PR #751, opened 2020-08-13
🛰️ Sync Push

### LINKED ISSUE #732: 🆙 Add Payload(Body) request object for POST /push/{id} method
## Description
Prepare the set of classes we'll need as **body** in  **POST /push/{id}**  method

## Dependencies
None

## Definition of done
- [ ] Prepare classes as defined in Docs and use existing API* classes as payloads if possible
- [ ] Add necessary Moshi annotations and custom adapters if needed
- [ ] Add serialization tests

### LINKED ISSUE #733: 🆙 Add response object for POST /push/{id} method
## Description
Add a set of classes for parsing response from **POST /push/{id}** method

## Dependencies
None

## Definition of done
- [ ] Prepare classes as defined in Docs for **POST /push/{id}** response
- [ ] Add necessary Moshi annotations and custom adapters if needed
- [ ] Add deserialization tests

### LINKED ISSUE #734: 🆙  Define sync POST /push/{id} method in our sync interface
## Description
Add **push** method to our sync retrofit interface and client

## Dependencies
#717 #732 #733 

## Definition of done
- [ ] Define push method in sync Retrofit interface
- [ ] Use request and response objects created in #732 and #733 
- [ ] Define push method in sync client
- [ ] Add tests if possible

heytherewill:
### Summary
This adds the sync push method and the things needed to serialize it

### Technical considerations
We still need to figure out a database view to fetch all data that needs syncing
For all other questions, ask @simonrozsival 😂 

This is different from the Xamarin implementation, but the idea is to make things simpler

### Relationships
Closes #732
Closes #733
Closes #734

### Pull Request checklist

### Pointers
Review commit by commit

### Review template

## Merge permissions
Anyone. anytime


api/src/main/java/com/toggl/api/network/models/sync/PushAction.kt
```diff
@@ -0,0 +1,28 @@
...
+    val type: ActionType,
+    val meta: MetaInfo?,
+    val payload: ActionResult<T>?
+)
+
+@JsonClass(generateAdapter = true)
+data class MetaInfo(
+    val id: Long?,
+    @Json(name = "client_assigned_id")
+    val clientAssignedId: Long?,
```
simonrozsival, line 17: This has to be a `String?` - the tests even contain the value as a string.

api/src/main/java/com/toggl/api/network/models/sync/PushResponse.kt
```diff
@@ -0,0 +1,25 @@
...
+import com.toggl.api.models.SyncApiTag
+import com.toggl.api.models.SyncApiTask
+import com.toggl.api.models.SyncApiTimeEntry
+import com.toggl.api.models.SyncApiUser
+import com.toggl.api.models.SyncApiWorkspace
+
+@JsonClass(generateAdapter = true)
+data class PushResponse(
+    @Json(name = "time_entries")
+    val timeEntries: List<PushAction<SyncApiTimeEntry>>,
```
simonrozsival, line 17: This should be lists of `ActionResult<T>`, not `PushAction<T>`.

api/src/main/java/com/toggl/api/network/models/sync/PushAction.kt
heytherewill: Why though?Our client will only ever use longs; could it be that we get client ids from other clients? 🤔

simonrozsival: How does it work then? It has to be serialized into a string and then when it's deserialized, it has to be parsed and converted from string into a long somewhere. Where is (or will) that implemented?

image

You can never get a `client_assigned_id` from any other client.

simonrozsival: I just noticed commit 37853df in which you fixed it.

heytherewill:
@daividssilverio It was addressed internally; the structure indeed is different

semanticer (approved):
It's looking good. And again, great job with that crazy adapter 👍

api/src/main/java/com/toggl/api/network/models/sync/PushResponse.kt
simonrozsival: As @heytherewill pointed out, we discussed this internally, and it should actually be `PushAction<T>` (the `ActionResult<T>` is in fact the `payload` of the action).

simonrozsival (approved):
The `ActionResultJsonAdapter` is scary, but it seems to work just fine. I think that there are test cases for all important scenarios.

PR #753, opened 2020-08-17
Add three way merge extensions

### LINKED ISSUE #737: Implement three way merge utility
## Description
We need to implement a three-way merge resolver. This could be done via some extension methods on our sync properties, static (object) methods or whatever Kolin gives us but the logic must be equivalent to [C# implementation](https://github.com/toggl/mobileapp/blob/a4db134ff16d28abbf662bba4cdfbd02d648f89c/Toggl.Storage.Realm/Sync/ThreeWayMerge.cs)

## Dependencies
None

## Definition of done
- [ ] Implement three way merge
- [ ] Add tests (unlike Sync guys who didn't test anything in Xamarin app 😁 )

heytherewill:
### Summary
This adds extensions for 3-way merging our props

### Technical considerations
I've added some extensions methods over the sync properties themselves. This way we can run it on top of the very database entities. Good stuff

Feel free to suggest some other way

### Relationships
Closes #737 

### Pull Request checklist

### Pointers
Just look at the code

### Review template

## Merge permissions
Anyone. anytime


repository/src/main/java/com/toggl/repository/sync/ThreeWayMergeExtensions.kt
```diff
@@ -0,0 +1,111 @@
...
+    val resolvedStatus = if (server == resolvedValue) PropertySyncStatus.InSync else PropertySyncStatus.SyncNeeded
+    return PropertyResolutionResult(resolvedStatus, resolvedValue)
+}
+
+data class PropertyResolutionResult<out T>(
+    val status: PropertySyncStatus,
+    val value: T
+)
+
+private fun <T> merge(original: T, local: T, server: T) = when {
```
simonrozsival, line 107: This is really nice!

repository/src/main/java/com/toggl/repository/sync/ThreeWayMergeExtensions.kt
```diff
@@ -0,0 +1,111 @@
...
+import com.toggl.database.properties.PropertySyncStatus
+import com.toggl.database.properties.StringSyncProperty
+import java.time.Duration
+import java.time.OffsetDateTime
+
+fun BooleanSyncProperty.resolve(server: Boolean): PropertyResolutionResult<Boolean> {
+    val original = if (status == PropertySyncStatus.InSync) current else backup
+    val resolvedValue = merge(original, current, server)
+    val resolvedStatus = if (server == resolvedValue) PropertySyncStatus.InSync else PropertySyncStatus.SyncNeeded
+    return PropertyResolutionResult(resolvedStatus, resolvedValue)
```
simonrozsival, line 23: Can't we move this block of code to some "generic" function `resolve<T>(PropertySyncStatus localState, T current, T backup, T server): PropertyResolutionResult<T>`? I understand that we need all the different non-generic `*SyncProperty` classes to store them in the DB in a straightforward way, but I believe there's a way to reduce the code duplication in this file, isn't there?

simonrozsival: Otherwise the logic seems to be identical to https://github.com/toggl/mobileapp/blob/develop/Toggl.Storage.Realm/Sync/ThreeWayMerge.cs#L52 :+1:

heytherewill: Good catch, Simon! I've done exactly that :)

PR #758, opened 2020-08-18
👨‍🎨 Add terms UI

### LINKED ISSUE #646: Add Terms and Conditions, Privacy Policy UI
## Description
During third party logins, we can detect there’s no account associated with the email address. We then switch to signup, but before actually signing the user up, we need to show them a screen where t&c + pp can be accepted. Note that we no longer present the country selection list and we have no designs for this screen, so please talk to product about how this should look. Maybe a simple popup would be sufficient, or just what we had before with country selection, but without the actual country list.

## Definition of done

- [ ] UI is added, where t&c + pp is linked and can be accepted

pdrj:
### Summary
This adds terms UI

### Technical considerations
This lives in `common` package for now. I'm not sure if it's going to be kept so 🤔 We will have to handle the 'Get started' tapped action differently when it comes from regular or third party signup. I'm not sure if that can be elegantly solved in a top-level onboarding reducer.

I'm open to suggestions.

### Relationships

Closes #646 

### Pull Request checklist

### Pointers
Navigate to the fragment and make sure it works and looks as intended. Use the links as well.

### Review template

- [ ] The code considers i18n

## Merge permissions
Anyone


common-feature/src/main/java/com/toggl/common/feature/navigation/Route.kt
```diff
@@ -11,6 +11,7 @@ sealed class Route {
     object Welcome : Route()
     object Login : Route()
     object SignUp : Route()
+    object Terms : Route()
```
heytherewill, line 14: Since #752 you also need to provide the animations for this route

common-android/src/main/res/values/strings.xml
```diff
@@ -138,4 +138,7 @@
     <string name="projects">Projects</string>
     <string name="tracked_hours">Tracked Hours</string>
     <string name="total">Total</string>
+    <string name="terms_and_conditions_header">Welcome to $\nGet tracking.</string>
+    <string name="terms_and_conditions_content">By tapping “%1$s”, you understand and agree to Toggl’s %2$s and %3$s.</string>
+    <string name="get_started">Get started</string>
```
heytherewill, line 143: Do we have 0 translations for these?

onboarding/src/main/java/com/toggl/onboarding/common/ui/TermsFragment.kt
```diff
@@ -0,0 +1,60 @@
...
+        headerBuilder.setSpan(ImageSpan(logoDrawable), newlineIndex - 1, newlineIndex, Spannable.SPAN_EXCLUSIVE_EXCLUSIVE)
+        terms_header.text = headerBuilder
+    }
+
+    private fun prepareBodyText() {
+        val termsAndConditions = requireContext().getString(R.string.terms_of_service)
+        val privacyPolicy = requireContext().getString(R.string.privacy_policy)
+        val getStarted = requireContext().getString(R.string.get_started)
+        val termsText =
+            requireContext().getString(R.string.terms_and_conditions_content, getStarted, termsAndConditions, privacyPolicy)
```
heytherewill, line 51: You could require context just once at the beginning and reuse the result of the function call

heytherewill:
Do merge master in this branch so I can see what it looks like with the routing changes

common-android/src/main/res/values/strings.xml
pdrj: I was able to adapt the `terms_and_conditions_content` from xamarin. The rest we don't have.

PR #713, opened 2020-08-06
Add text editing settings

heytherewill:
### Summary
This adds the settings that need a text editor

### Technical considerations
I need @semanticer to chime in, since apparently EditTexts are broken on Compose 😂 

### Why is it done like this and not some other way?
We still need final designs, but we can test the implementation with this partial layout and figure apply the final layout later :)

### Relationships
Closes #528
Closes #529 
Closes #530 

### Pull Request checklist
- [X] The code does not hinder the app's performance
- [X] The code does not introduce regressions
- [ ] The code in this PR is tested thoroughly enough that changing the behavior to an incorrect one breaks tests
- [ ] One of our [live or file custom templates](https://github.com/toggl/android/tree/master/.idea/templates) was used in this PR

### Pointers
Review it commit by commit
Don't functional test until this PR is no longer a draft

### Review template

- [ ] The code is thoroughly tested in well written and resilient manner
- [ ] The code is performant and leads to an optimal user experience
- [ ] The code is testable and does not cut corners for the sake of delivering
- [ ] The code considers older platforms well and will work in older devices just like it will in new ones

- [ ] The code considers light and dark theme
- [ ] The code considers RTL and does not mention left/right
- [ ] The code considers i18n
  - [ ] There are no hardcoded strings in the UI
  - [ ] All strings are included in every language we support OR there's an issue requesting new translations
- [ ] There are no hard-coded numbers referring to dimensions or font sizes
- [ ] The code considers UI elements that are similar and extracts their similarities into styles to avoid duplication

## Merge permissions
Only myself

PR #763, opened 2020-08-19
📦Update compose to dev17

heytherewill:
### Summary
Another day, another compose update

### Technical considerations
This one is kind of a big deal because it fixes the crash in #713 and finally unblocks that PR :sogood:

### Pull Request checklist

### Pointers
All changes are needed to fix warnings, so there's not much to see

### Review template

## Merge permissions
Anyone. anytime


semanticer (changes requested):
Let's also update kotlin to the same version https://github.com/toggl/android/commit/5febc52c2142a2d10993fd06af7ea38fe36f7496 

Also, toggles are now looking quite funky
ezgif com-video-to-gif

semanticer (approved):
👍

_____

Work item: Check each line of the records above for "changes", and copy those that have it.

Final answer:
Do merge master in this branch so I can see what it looks like with the routing changes
All changes are needed to fix warnings, so there's not much to see
semanticer (changes requested):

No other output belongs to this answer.